The combined £6.2 billion portfolio will have no legacy assets, full occupancy, high occupier contentment and exceptional income longevity with a high certainty of growth – both organically and contractually. 

In the world of income compounding, bigger is better and the deal will deliver economies of scale, substantial cost savings, better liquidity and improved terms in both debt and equity markets which will drive accelerated earnings and dividend progression. Increased scale will allow us to look at the widest possible range of opportunities and we will have more tools at our disposal to carry on our trade, which will allow further operating synergies. 

Our team is strongly aligned to shareholders and has deep real estate experience with a strong track record for capital allocation, asset recycling and active management. This strategy will not change and our proactive culture will remain intact, and whilst we will undoubtedly look to reposition parts of the portfolio, this will be more of a tilt than a pivot with logistics remaining our strongest conviction call for organic growth.”    

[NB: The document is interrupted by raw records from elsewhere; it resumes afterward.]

PR #896, opened 2017-04-07
cmd/cored: introduce loopback_auth build tag

boymanjor:
By default, cored will authenticate requests made on the loopback
interface. To allow unauthenticated requests on this interface cored
should be built with the `loopback_auth` build tag. This is a part
of the work started in #859.

### DIFF
--- a/bin/build-cored-release
+++ b/bin/build-cored-release
@@ -48,7 +48,7 @@ DATE=${DATE:-`date +%s`} # date can be set via envvar
 ldflags="-X main.buildTag=$releaseRef -X main.buildCommit=$commit -X main.buildDate=$DATE"
 
 go build\
-  -tags 'plain_http unauthn_loopback'\
+  -tags 'plain_http no_loopback_authn'\
   -ldflags "$ldflags"\
   -o $outputDir/cored\
   chain/cmd/cored
--- a/bin/build-cored-release
+++ b/bin/build-cored-release
@@ -1,4 +1,7 @@
 #!/bin/bash
+#
+# Note: This script is intended for developer edition builds.
+# The build tags specified are not safe for production servers.
 set -e
 
 usage() {
--- a/bin/build-cored-release
+++ b/bin/build-cored-release
@@ -48,7 +48,7 @@ DATE=${DATE:-`date +%s`} # date can be set via envvar
 ldflags="-X main.buildTag=$releaseRef -X main.buildCommit=$commit -X main.buildDate=$DATE"
 
 go build\
-  -tags 'plain_http no_loopback_auth'\
+  -tags 'plain_http loopback_auth'\
   -ldflags "$ldflags"\
   -o $outputDir/cored\
   chain/cmd/cored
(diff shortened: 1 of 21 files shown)


boymanjor:
screen shot 2017-04-10 at 2 22 43 pm

boymanjor:
PTAL

cmd/cored/prod.go
```diff
@@ -15,6 +14,10 @@ var prod = true
 
 func resetInDevIfRequested(db pg.DB) {}
 
-func authLoopbackInDev(req *http.Request) bool {
-	return false
+func devEnableMockHSM(_ pg.DB) []core.RunOption {
+	return nil
+}
+
+func devHSM(_ pg.DB) (blocksigner.Signer, error) {
```
kr: I think these are left over from another rebase?

boymanjor: Yep, thanks.

boymanjor:
Updated, PTAL.

cmd/cored/no_loopback_authn.go
```diff
@@ -0,0 +1,18 @@
+//+build no_loopback_authn
```
kr: Normally I am all on board with using "authn" or "authz" to distinguish. However, in this case @tessr will shortly be doing the authz project and as part of that I'm pretty sure this flag will change from modifying authn behavior to modifying authz behavior.

We could update the tag name at that time… or we could cheat and just call it "auth" now. :stare:

cmd/deploy/main.go
```diff
@@ -87,7 +87,7 @@ func mustBuild(filename string) []byte {
 	commit = bytes.TrimSpace(commit)
 	date := time.Now().UTC().Format(time.RFC3339)
 	cmd = exec.Command("go", "build",
-		"-tags", "plain_http",
+		`-tags "plain_http no_loopback_authn"`,
```
kr: Ah, same thing about the quote marks here.

kr:
Review'd

cmd/cored/no_loopback_authn.go
boymanjor: I'm fine with using "auth" now.

boymanjor:
I updated this to use "auth" instead of "authn" and fixed the tags for `benchcore` and `deploy`. PTAL

boymanjor:
PTAL

bin/build-cored-release
```diff
@@ -48,7 +48,7 @@ DATE=${DATE:-`date +%s`} # date can be set via envvar
 ldflags="-X main.buildTag=$releaseRef -X main.buildCommit=$commit -X main.buildDate=$DATE"
 
 go build\
-  -tags 'plain_http'\
+  -tags 'plain_http loopback_auth'\
```
kr: Do we want this tag here? If this is for a production server, we should leave it out right?

boymanjor: I thought we were only using this script for developer edition builds. If not you're correct. @jeffomatic or @dominic any insight?

boymanjor: Discussed out of band: the product folks are using this for developer edition builds. A search of the codebase shows it only being used for this purpose as well. Should I add a comment about the flags here?

kr: Nah, I think it's good as-is. We are prob going to be reworking the release tools soon anyway.

PR #897, opened 2017-04-07
cmd/cored: introduce no_mockhsm build tag

boymanjor:
By default, the mockhsm will be enabled. To disable its usage,
the cored binary should be built with the `no_mockhsm` flag.
This is a part of the work started in #859.


boymanjor:
screen shot 2017-04-10 at 1 38 09 pm

screen shot 2017-04-10 at 1 37 38 pm

boymanjor:
PTAL

kr:
:eyes:

cmd/cored/main.go
```diff
@@ -73,6 +74,17 @@ var (
 
 	race          []interface{} // initialized in race.go
 	httpsRedirect = true        // initialized in plain_http.go
+
+	// By default, the mock HSM is enabled for use.
+	// This feature is turned off for production binaries
+	// with the no_mockshm build tag.
+	enableMockHSM = func(db pg.DB) []core.RunOption {
+		return []core.RunOption{core.MockHSM(mockhsm.New(db))}
```
kr: This is a great idea but I think we should still try to avoid linking the mockhsm package in this mode, so we probably need to back to two files, `mockhsm.go` and `no_mockhsm.go`. :/

And in that case, they can go back to ordinary function definitions.

boymanjor:
Updated, PTAL.

dashboard/src/features/app/components/Navigation/Navigation.jsx
```diff
@@ -56,7 +56,7 @@ class Navigation extends React.Component {
 
         <ul className={styles.navigation}>
           <li className={styles.navigationTitle}>services</li>
-          {!this.props.production &&
+          {!this.props.production && this.props.mockhsm &&
```
kr: Should we get rid of the production flag here? I would think now that there's a mockhsm flag that's the only thing that's relevant. Thoughts?

kr:
LGTM but I had a question up there

dashboard/src/features/app/components/Navigation/Navigation.jsx
boymanjor: I was trying to touch as little as necessary, but I think it makes sense to remove it now.

PR #898, opened 2017-04-08
all: support client cert authentication

boymanjor:
Support for client cert authentication has been implemented
in cored and all SDKs.  If a valid client cert is detected, basic
auth is bypassed. File paths to pem encoded X.509 certs and
keys are expected to be passed as env vars.

Initially the server will not require client certs and only verify
certs received from the client.


boymanjor:
PTAL

PR #1021, opened 2017-04-24
desktop/windows: override home dir

kr:
As of 338f54eb2dda298fcf3d6d0baa2c1f0d40c088b1, the
default home dir for cored is simply $HOME/.chaincore.
For a windows desktop install, it's better to use
LOCALAPPDATA.
    
This change also moves the Postgres data dir inside the
Chain Core home dir and improves support for older
versions of Windows.

### DIFF
--- a/desktop/windows/ChainMgr/ChainMgr.go
+++ b/desktop/windows/ChainMgr/ChainMgr.go
@@ -17,15 +17,11 @@ import (
 // `GOOS=windows GOARCH=amd64 go build chain/desktop/windows/ChainMgr`
 
 const (
-
 	// The Chain Core executable itself.
-	chainCoreExe = `C:/Program Files (x86)/Chain/cored.exe`
-
-	// Data directory for Postgres to store all of its stuff for a specific db.
-	pgDataDir = `C:/Program Files (x86)/Chain/data`
+	chainCoreExe = `C:\Program Files (x86)\Chain\cored.exe`
 
 	// Path for all the Postgres binaries.
-	pg = `C:/Program Files (x86)/Chain/Postgres/bin/`
+	pg = `C:\Program Files (x86)\Chain\Postgres\bin\`
 
 	// Port this db will listen on. Also the year I started kindergarten.
 	pgPort = "1998"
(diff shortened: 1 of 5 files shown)


kr:
Note, I have not tested this. I will work on that next.

desktop/windows/ChainMgr/ChainMgr.go
```diff
@@ -35,6 +35,9 @@ const (
 	dbName = "core"
 )
 
+// TODO(kr): put everything else in here too, e.g. postgres data dir.
```
tessr: Ha, my one suggestion was going to be that you move the postgres data dir too.

kr:
Tested and updated. PTAL

desktop/windows/ChainMgr/ChainMgr.go
```diff
@@ -35,13 +31,27 @@ const (
 	dbName = "core"
 )
 
+var home = oneOf(
+	os.Getenv("CHAIN_CORE_HOME"),
+	filepath.Join(appData(), `Chain Core`),
+)
+
+var (
+	pgDataDir = filepath.Join(home, "Postgres")
```
kr: Should this be `pgdata`? 🚲 🏠

desktop/windows/ChainMgr/ChainMgr.go
```diff
@@ -17,15 +17,11 @@ import (
...
 	// The Chain Core executable itself.
-	chainCoreExe = `C:/Program Files (x86)/Chain/cored.exe`
-
-	// Data directory for Postgres to store all of its stuff for a specific db.
-	pgDataDir = `C:/Program Files (x86)/Chain/data`
+	chainCoreExe = `C:\Program Files (x86)\Chain\cored.exe`
 
 	// Path for all the Postgres binaries.
-	pg = `C:/Program Files (x86)/Chain/Postgres/bin/`
+	pg = `C:\Program Files (x86)\Chain\Postgres\bin\`
```
tessr: In retrospect, maybe we should build these paths with `filepath.Join`.

desktop/windows/ChainMgr/ChainMgr.go
tessr: Sure.

PR #1022, opened 2017-04-24
protocol: delete spent prevouts

### LINKED ISSUE #1018: protocol: spent outputs not removed from state tree
Kudos to @boymanjor for finding this one.

Here's a test with two different transactions, each with a retirement at output index 1. `tx.OutputID(1)` provides the same hash for both: https://gist.github.com/jbowens/434b093c129ae8407e84be32573477c6

I'm not sure if this is a bug in the protocol/bc/legacy mapping to the transaction graph or a bug in protocol/bc?

jbowens:
Remove spent prevouts from the state tree. Previously, we would
remove the prevouts but then immediately add them back.

Fix #1018

### DIFF
--- a/protocol/bc/tx.go
+++ b/protocol/bc/tx.go
@@ -15,9 +15,9 @@ type Tx struct {
 	InputIDs []Hash // 1:1 correspondence with TxData.Inputs
 
 	// IDs of reachable entries of various kinds
-	NonceIDs       []Hash
-	SpentOutputIDs []Hash
-	OutputIDs      []Hash
+	NonceIDs        []Hash
+	SpentOutputIDs  []Hash
+	ResultOutputIDs []Hash
 }
 
 func (tx *Tx) SigHash(n uint32) (hash Hash) {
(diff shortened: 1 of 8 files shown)


jbowens:
PTAL

bobg:
:eyes:

protocol/bc/tx.go
```diff
@@ -5,7 +5,7 @@ import (
 	"chain/errors"
 )
 
-// TxEntries is a wrapper for the entries-based representation of a
+// Tx is a wrapper for the entries-based representation of a
 // transaction.  When we no longer need the legacy Tx and TxData
```
bobg: Might as well remove the "this will be renamed" part of the comment too.

protocol/state/snapshot_test.go
```diff
@@ -0,0 +1,48 @@
...
+	if err != nil {
+		t.Fatal(err)
+	}
+
+	// Apply the spend transaction.
+	err = snap.ApplyTx(tx)
+	if err != nil {
+		t.Fatal(err)
+	}
+	if snap.Tree.Contains(spentOutputID.Bytes()) {
```
bobg: Did we really not already have a test for this??

bobg:
LGTM with one small suggestion.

Commenting on the Merger, Cyrus Ardalan, Chairman of LXi, said:

LXi has delivered strong growth and outperformance since its IPO in 2017 thanks to its high quality, resilient and actively managed long income portfolio. The Board of LXi would like to thank the LXi REIT Advisors team for the important contribution they have made to the company’s success.

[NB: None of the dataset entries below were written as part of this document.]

PR #1023, opened 2017-04-24
protocol/bc/legacy: avoid erroring in MapTx

### LINKED ISSUE #967: protocol/bc/legacy: MapTx errors cause CH000
Currently we map legacy transactions into txgraph transactions when
deserializing them. `legacy.MapTx` can return an error on nonce-less
issuances (and maybe other conditions?). Submitting or building from
a base invalid transaction w/ a nonce-less issuance errors during
request parsing before reaching validation logic. The error gets
formatted as a CH000 internal server error.

For reproducing, here is a test transaction with a nonce-less issuance:

```
0701020000000101280000a9b2b6c5394888ab5396f583ae484b8459486b14268e2bef1b637440335eb6c180a094a58d1d05696e7075742903deff1d4319d67baa10a6d26c1fea9c3e8d30e33474efee1a610a9bb49d758d000101010103010203010129a9b2b6c5394888ab5396f583ae484b8459486b14268e2bef1b637440335eb6c180a094a58d1d010101066f7574707574000869737375616e6365
```

This is a pretty minor bug: mostly cosmetic, I think? Not sure what the
best way to handle it is. If possible, making MapTx error-free and
performing all of the validation logic during validation would solve it.

jbowens:
Currently we map legacy transactions into txgraph transactions when
deserializing them. Because MapTx was erroring on nonce-less issuances,
submitting an invalid transaction w/ a nonce-less issuance would error
during unmarshalling before reaching validation logic. The error
formatter would format this as an internal server error or a bad request
depending on the endpoint.

Removes the error return value from MapTx altogether.

Fix #967


jbowens:
PTAL. I'd like to make MapTx not return an error, but maybe that should be a followup?

protocol/bc/legacy/map.go
```diff
@@ -143,17 +145,10 @@ func mapTx(tx *TxData) (headerID bc.Hash, hdr *bc.TxHeader, entryMap map[bc.Hash
 
 			var (
 				anchorID    bc.Hash
-				setAnchored func(*bc.Hash)
+				setAnchored = func(*bc.Hash) {}
```
bobg: This feels a little hackish to me. Slight preference for testing `setAnchored != nil` at the point where it's called.

bobg:
Removing the error return from `MapTx` sgtm. Please add a test that calling `MapTx` on a nonceless issuance produces an object that fails validation.

protocol/bc/legacy/map.go
jbowens: It's a pretty common way to avoid nil checks in Go. Ex: [database/sql example](https://github.com/golang/go/blob/release-branch.go1.8/src/database/sql/sql.go#L1728), [crypto/tls example](https://github.com/golang/go/blob/release-branch.go1.8/src/crypto/tls/tls.go#L194)

jbowens:
> Please add a test that calling `MapTx` on a nonceless issuance produces an object that fails validation.

Will add once #1045 lands.

protocol/bc/legacy/map.go
bobg: Oh OK, thanks. #TIL

jbowens:
PTAL

bobg:
LGTM

PR #1026, opened 2017-04-24
protocol/bc/legacy: prohibit trailing garbage

jbowens:
Prohibit trailing garbage when parsing a block or a transaction.


protocol/bc/legacy/block.go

The merger with LondonMetric will build on the strengths and track records of both LXi and LondonMetric. It will create the UK’s leading triple net lease REIT with an enlarged and more diversified portfolio aligned to structurally supported sectors, a robust and predominantly unsecured capital structure, broader appeal to investors and enhanced share liquidity, and a highly regarded internal management team.

The Merger will position the Combined Group for continued growth and outperformance and the delivery of reliable, sustainable and progressive dividends through the cycle, thereby underpinning superior total shareholder returns.”